=== Begin Enclosure ===

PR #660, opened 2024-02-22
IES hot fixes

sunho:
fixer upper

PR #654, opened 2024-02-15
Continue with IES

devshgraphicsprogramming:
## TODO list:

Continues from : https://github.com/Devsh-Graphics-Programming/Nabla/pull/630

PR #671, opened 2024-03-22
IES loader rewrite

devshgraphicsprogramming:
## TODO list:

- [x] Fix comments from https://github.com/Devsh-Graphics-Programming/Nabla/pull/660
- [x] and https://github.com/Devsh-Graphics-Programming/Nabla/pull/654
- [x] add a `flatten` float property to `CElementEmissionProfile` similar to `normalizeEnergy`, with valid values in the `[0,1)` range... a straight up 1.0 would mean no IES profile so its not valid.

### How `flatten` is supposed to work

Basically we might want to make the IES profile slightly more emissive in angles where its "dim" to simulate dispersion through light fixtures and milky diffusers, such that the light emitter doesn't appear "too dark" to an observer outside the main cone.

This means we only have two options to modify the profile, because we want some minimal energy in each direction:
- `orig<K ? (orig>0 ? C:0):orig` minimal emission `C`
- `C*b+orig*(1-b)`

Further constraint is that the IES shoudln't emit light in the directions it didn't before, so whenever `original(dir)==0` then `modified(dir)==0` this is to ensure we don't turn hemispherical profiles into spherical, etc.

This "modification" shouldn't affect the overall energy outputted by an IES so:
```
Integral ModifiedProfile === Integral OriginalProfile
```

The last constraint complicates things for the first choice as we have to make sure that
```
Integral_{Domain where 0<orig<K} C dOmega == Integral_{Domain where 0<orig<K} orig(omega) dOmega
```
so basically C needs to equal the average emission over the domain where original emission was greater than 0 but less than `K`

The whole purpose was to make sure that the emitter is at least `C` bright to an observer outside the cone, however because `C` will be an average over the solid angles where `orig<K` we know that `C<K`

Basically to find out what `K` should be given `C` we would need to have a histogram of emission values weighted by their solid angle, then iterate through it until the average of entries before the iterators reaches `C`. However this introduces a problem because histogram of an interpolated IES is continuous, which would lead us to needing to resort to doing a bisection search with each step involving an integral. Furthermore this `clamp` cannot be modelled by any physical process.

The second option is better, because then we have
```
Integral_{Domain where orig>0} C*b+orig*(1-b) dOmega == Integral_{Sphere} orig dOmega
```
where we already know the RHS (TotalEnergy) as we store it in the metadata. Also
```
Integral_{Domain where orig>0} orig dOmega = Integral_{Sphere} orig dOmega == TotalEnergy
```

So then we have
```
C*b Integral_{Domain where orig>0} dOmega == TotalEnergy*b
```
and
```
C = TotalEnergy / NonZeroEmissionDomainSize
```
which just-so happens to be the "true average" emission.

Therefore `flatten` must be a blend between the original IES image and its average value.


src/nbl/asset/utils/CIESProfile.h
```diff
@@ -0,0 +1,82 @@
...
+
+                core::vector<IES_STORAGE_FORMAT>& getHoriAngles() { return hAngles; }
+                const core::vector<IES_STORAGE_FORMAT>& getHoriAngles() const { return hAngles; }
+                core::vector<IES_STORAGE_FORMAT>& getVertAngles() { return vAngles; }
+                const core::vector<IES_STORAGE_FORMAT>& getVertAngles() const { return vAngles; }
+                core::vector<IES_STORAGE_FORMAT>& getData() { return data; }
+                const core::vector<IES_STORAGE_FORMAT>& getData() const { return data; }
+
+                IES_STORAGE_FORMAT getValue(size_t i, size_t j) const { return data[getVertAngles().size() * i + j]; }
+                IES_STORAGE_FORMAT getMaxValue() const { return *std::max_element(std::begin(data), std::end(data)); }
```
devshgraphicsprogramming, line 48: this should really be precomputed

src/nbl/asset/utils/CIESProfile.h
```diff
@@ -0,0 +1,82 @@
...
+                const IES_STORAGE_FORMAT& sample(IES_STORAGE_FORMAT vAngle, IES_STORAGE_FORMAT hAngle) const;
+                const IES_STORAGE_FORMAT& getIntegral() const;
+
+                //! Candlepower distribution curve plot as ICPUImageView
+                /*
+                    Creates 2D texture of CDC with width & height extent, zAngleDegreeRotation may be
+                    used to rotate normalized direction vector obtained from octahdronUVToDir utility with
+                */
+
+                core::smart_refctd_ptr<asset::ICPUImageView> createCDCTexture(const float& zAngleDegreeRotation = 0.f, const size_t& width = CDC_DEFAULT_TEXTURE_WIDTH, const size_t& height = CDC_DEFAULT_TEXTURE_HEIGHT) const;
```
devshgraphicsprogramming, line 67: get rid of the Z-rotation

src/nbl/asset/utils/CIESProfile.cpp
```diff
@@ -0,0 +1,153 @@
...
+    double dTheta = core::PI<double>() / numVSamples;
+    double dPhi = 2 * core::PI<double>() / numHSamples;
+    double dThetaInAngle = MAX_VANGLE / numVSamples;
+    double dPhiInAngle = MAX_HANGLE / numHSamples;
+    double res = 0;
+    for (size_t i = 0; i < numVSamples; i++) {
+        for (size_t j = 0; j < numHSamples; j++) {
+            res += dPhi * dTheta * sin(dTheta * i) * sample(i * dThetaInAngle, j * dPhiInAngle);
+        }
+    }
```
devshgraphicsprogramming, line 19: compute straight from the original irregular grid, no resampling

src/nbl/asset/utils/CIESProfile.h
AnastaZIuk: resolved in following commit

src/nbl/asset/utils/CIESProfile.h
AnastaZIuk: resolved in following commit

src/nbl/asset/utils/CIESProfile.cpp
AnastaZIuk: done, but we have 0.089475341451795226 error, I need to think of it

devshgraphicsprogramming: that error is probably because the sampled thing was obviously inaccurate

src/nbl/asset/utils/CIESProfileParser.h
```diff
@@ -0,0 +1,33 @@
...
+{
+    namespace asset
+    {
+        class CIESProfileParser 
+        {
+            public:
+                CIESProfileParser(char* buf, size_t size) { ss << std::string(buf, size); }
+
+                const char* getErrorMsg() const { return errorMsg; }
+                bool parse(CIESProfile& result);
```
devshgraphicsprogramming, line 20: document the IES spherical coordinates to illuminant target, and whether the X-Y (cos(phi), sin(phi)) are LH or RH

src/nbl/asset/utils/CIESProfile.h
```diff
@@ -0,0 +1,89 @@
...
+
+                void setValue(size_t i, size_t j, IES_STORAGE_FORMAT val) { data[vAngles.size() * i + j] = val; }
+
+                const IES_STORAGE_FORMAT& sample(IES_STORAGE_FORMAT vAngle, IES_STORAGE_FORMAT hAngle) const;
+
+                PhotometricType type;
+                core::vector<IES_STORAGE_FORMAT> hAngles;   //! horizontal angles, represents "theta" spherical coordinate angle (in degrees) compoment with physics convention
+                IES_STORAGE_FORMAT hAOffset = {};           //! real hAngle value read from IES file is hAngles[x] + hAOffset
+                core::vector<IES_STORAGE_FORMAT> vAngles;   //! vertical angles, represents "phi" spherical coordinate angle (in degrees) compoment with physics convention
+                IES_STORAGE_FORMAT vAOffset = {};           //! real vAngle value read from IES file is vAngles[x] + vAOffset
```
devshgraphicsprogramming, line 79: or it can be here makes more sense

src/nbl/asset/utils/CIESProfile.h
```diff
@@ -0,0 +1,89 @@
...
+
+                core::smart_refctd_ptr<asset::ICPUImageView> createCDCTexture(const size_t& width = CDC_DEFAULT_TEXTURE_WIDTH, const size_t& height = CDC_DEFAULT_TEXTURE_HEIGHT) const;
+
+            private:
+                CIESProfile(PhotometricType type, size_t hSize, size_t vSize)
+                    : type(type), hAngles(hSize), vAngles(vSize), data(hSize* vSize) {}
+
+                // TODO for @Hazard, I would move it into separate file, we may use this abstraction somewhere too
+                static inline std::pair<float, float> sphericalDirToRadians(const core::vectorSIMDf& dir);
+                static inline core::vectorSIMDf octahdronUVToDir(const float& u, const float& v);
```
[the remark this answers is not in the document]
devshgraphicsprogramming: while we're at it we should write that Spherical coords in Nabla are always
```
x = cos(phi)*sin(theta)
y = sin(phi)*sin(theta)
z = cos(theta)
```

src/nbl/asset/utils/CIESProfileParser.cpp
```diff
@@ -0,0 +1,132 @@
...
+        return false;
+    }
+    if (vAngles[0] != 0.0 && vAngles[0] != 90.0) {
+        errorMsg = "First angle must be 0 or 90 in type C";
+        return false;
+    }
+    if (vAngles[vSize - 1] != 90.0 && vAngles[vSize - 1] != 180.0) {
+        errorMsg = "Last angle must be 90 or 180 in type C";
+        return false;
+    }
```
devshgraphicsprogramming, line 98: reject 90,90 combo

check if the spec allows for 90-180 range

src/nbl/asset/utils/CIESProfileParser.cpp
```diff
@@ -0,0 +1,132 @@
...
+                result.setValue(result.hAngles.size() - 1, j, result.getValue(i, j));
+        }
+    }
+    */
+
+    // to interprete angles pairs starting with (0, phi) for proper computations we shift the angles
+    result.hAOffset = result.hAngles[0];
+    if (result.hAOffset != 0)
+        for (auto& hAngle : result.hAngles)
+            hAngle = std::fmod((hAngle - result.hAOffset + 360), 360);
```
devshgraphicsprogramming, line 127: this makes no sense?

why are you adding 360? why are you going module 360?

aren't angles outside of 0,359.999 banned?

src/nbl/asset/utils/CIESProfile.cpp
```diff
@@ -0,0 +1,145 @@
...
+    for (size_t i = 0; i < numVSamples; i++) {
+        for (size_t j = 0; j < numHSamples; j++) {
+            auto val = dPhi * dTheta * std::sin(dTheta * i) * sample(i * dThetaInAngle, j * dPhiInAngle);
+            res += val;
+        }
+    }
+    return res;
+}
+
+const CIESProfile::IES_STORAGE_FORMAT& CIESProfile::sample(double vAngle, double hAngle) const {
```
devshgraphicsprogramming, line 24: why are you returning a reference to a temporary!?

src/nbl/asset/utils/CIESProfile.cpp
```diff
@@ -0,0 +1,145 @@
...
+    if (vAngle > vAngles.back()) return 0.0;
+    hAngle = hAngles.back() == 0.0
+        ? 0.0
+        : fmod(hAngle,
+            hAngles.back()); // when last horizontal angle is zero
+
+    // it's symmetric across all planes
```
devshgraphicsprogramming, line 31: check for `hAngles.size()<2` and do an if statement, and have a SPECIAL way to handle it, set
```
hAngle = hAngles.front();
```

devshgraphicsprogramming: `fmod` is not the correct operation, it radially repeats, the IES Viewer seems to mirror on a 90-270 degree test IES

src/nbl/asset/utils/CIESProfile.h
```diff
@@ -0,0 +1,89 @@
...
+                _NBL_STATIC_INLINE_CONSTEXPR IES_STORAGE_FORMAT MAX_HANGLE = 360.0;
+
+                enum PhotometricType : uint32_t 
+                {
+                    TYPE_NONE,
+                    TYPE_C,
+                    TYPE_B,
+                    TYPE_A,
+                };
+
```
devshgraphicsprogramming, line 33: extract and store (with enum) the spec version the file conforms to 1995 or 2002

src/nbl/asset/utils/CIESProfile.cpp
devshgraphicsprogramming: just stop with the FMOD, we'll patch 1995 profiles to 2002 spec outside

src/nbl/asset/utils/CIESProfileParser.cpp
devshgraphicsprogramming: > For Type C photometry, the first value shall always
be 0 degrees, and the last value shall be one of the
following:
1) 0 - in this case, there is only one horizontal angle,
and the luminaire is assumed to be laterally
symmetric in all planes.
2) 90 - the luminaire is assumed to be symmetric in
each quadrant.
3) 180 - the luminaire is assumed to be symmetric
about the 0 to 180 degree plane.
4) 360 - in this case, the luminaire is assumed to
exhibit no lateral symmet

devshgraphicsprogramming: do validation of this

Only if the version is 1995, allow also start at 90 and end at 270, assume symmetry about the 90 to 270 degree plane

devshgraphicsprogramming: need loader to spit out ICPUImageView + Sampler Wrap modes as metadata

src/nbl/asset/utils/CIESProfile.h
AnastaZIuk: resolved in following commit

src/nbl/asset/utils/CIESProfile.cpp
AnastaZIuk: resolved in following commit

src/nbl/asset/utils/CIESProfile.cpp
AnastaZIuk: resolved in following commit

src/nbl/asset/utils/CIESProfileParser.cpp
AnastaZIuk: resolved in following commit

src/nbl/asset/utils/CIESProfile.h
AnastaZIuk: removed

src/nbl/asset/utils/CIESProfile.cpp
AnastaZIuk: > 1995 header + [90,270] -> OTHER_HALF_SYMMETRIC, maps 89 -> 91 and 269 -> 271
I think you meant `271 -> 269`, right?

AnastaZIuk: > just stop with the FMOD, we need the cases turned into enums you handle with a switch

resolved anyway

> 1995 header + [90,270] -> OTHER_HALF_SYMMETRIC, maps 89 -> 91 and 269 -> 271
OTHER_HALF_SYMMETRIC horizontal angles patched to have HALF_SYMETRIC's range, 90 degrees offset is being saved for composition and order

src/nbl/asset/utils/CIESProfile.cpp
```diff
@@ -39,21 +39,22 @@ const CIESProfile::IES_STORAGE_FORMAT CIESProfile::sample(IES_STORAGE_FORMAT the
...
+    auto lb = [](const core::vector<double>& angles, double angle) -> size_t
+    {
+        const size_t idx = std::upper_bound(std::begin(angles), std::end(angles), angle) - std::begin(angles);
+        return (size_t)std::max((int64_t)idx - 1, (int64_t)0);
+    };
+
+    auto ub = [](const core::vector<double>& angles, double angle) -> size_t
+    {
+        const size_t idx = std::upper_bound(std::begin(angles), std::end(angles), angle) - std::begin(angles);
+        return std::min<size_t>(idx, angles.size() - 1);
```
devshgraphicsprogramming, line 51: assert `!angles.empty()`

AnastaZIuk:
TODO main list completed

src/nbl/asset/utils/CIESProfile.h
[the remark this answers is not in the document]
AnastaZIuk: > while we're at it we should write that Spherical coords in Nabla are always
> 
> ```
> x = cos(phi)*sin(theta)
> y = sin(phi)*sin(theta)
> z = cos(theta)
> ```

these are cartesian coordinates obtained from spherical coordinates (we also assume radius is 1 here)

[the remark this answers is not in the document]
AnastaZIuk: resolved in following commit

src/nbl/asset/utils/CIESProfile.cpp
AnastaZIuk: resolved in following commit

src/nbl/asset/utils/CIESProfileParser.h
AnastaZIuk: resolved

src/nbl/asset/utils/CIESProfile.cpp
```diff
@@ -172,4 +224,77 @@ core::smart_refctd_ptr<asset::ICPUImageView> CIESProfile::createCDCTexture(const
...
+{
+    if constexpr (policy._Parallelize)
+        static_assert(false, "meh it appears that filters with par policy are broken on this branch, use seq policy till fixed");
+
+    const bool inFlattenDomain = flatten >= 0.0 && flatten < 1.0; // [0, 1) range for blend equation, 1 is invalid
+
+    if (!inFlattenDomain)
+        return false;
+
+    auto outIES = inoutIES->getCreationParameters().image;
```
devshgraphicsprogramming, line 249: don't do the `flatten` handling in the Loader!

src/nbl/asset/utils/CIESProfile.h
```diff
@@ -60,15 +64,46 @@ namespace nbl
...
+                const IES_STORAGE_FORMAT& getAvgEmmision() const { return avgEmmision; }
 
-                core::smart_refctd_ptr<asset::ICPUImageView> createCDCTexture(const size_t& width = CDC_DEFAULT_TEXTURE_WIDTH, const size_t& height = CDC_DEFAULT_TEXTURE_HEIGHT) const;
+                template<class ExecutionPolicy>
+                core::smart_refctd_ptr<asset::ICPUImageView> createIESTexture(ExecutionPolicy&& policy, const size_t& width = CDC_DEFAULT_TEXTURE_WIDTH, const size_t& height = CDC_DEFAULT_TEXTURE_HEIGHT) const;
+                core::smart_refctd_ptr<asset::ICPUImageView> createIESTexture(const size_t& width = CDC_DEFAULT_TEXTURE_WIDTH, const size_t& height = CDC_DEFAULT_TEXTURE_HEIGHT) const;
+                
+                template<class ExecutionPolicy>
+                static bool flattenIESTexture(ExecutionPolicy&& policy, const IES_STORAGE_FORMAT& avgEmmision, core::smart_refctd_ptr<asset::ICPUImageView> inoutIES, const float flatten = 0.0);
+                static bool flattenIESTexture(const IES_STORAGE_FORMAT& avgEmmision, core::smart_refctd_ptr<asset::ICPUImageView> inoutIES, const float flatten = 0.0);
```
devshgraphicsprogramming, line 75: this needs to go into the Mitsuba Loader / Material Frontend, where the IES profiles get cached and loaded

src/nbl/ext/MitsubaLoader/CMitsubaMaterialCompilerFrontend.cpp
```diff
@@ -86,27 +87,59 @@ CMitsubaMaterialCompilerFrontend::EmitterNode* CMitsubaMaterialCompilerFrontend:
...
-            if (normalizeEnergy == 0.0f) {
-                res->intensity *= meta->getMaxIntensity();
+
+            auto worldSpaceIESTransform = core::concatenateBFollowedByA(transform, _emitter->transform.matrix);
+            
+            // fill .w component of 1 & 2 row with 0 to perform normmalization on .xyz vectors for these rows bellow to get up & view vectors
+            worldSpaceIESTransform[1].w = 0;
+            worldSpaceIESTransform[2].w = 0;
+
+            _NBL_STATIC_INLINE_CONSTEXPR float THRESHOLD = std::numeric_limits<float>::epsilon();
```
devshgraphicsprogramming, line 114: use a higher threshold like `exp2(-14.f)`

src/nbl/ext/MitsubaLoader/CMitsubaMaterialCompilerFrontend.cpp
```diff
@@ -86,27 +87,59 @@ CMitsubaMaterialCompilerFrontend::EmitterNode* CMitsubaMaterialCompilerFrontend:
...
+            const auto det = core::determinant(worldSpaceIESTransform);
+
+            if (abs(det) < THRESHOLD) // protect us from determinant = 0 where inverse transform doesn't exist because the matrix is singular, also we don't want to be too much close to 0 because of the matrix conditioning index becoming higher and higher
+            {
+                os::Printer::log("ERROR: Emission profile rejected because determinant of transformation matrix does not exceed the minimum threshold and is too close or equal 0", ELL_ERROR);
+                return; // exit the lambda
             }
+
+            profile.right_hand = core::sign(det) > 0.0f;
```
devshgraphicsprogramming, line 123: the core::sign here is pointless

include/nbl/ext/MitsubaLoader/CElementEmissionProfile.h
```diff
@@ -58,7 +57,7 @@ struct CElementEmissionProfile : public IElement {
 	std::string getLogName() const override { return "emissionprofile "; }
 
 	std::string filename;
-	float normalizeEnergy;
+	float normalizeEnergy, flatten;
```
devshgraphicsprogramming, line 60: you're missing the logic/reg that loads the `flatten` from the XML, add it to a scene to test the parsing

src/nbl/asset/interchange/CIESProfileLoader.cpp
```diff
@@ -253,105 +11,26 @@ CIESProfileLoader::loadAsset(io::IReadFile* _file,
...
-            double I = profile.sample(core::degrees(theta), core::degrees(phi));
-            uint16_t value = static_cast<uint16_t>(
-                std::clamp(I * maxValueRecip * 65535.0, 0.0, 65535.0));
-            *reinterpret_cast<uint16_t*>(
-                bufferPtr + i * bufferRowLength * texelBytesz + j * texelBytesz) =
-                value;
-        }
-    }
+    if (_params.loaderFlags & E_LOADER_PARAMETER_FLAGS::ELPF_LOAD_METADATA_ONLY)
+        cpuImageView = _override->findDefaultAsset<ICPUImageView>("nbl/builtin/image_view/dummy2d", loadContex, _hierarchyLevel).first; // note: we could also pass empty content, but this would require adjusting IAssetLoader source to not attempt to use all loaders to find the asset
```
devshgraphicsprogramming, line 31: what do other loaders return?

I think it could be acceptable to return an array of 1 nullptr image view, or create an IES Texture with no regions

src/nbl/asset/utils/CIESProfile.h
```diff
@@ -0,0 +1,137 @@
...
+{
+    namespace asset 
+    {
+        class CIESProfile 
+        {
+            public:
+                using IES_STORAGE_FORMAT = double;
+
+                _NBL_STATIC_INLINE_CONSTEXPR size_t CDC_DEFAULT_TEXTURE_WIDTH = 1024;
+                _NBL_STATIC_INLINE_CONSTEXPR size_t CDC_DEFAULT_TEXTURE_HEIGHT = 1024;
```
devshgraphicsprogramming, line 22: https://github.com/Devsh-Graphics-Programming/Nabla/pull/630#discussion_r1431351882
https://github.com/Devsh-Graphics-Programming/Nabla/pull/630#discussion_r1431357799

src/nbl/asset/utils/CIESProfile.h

=== End Enclosure ===
=== Begin Enclosure ===

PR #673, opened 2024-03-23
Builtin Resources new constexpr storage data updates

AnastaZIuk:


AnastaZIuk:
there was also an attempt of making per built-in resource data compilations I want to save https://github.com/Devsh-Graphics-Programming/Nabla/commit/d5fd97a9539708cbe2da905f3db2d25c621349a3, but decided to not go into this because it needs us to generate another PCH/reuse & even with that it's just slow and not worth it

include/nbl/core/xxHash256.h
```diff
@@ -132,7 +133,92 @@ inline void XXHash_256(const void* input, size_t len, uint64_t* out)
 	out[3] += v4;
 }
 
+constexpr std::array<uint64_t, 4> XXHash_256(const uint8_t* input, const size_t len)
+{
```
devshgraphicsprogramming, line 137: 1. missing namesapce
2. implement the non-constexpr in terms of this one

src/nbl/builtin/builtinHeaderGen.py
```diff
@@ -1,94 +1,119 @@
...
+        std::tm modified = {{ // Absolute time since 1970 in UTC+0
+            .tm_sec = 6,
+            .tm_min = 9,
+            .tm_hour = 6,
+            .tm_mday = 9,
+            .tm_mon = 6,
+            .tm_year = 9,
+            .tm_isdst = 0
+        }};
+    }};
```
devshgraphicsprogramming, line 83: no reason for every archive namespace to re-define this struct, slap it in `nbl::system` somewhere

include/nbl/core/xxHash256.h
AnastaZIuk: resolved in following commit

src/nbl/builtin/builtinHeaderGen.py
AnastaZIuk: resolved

=== End Enclosure ===

- _WHAT THE TASK ASKS_
Among the entries above, copy exactly only the lines starting with the one containing "PR #660, opened 2024-02-22" and going through the one containing "- [x] Fix comments", both ends included.

- _SOLUTION TO THE PROBLEM_
PR #660, opened 2024-02-22
IES hot fixes

sunho:
fixer upper

PR #654, opened 2024-02-15
Continue with IES

devshgraphicsprogramming:
## TODO list:

Continues from : https://github.com/Devsh-Graphics-Programming/Nabla/pull/630

PR #671, opened 2024-03-22
IES loader rewrite

devshgraphicsprogramming:
## TODO list:

- [x] Fix comments from https://github.com/Devsh-Graphics-Programming/Nabla/pull/660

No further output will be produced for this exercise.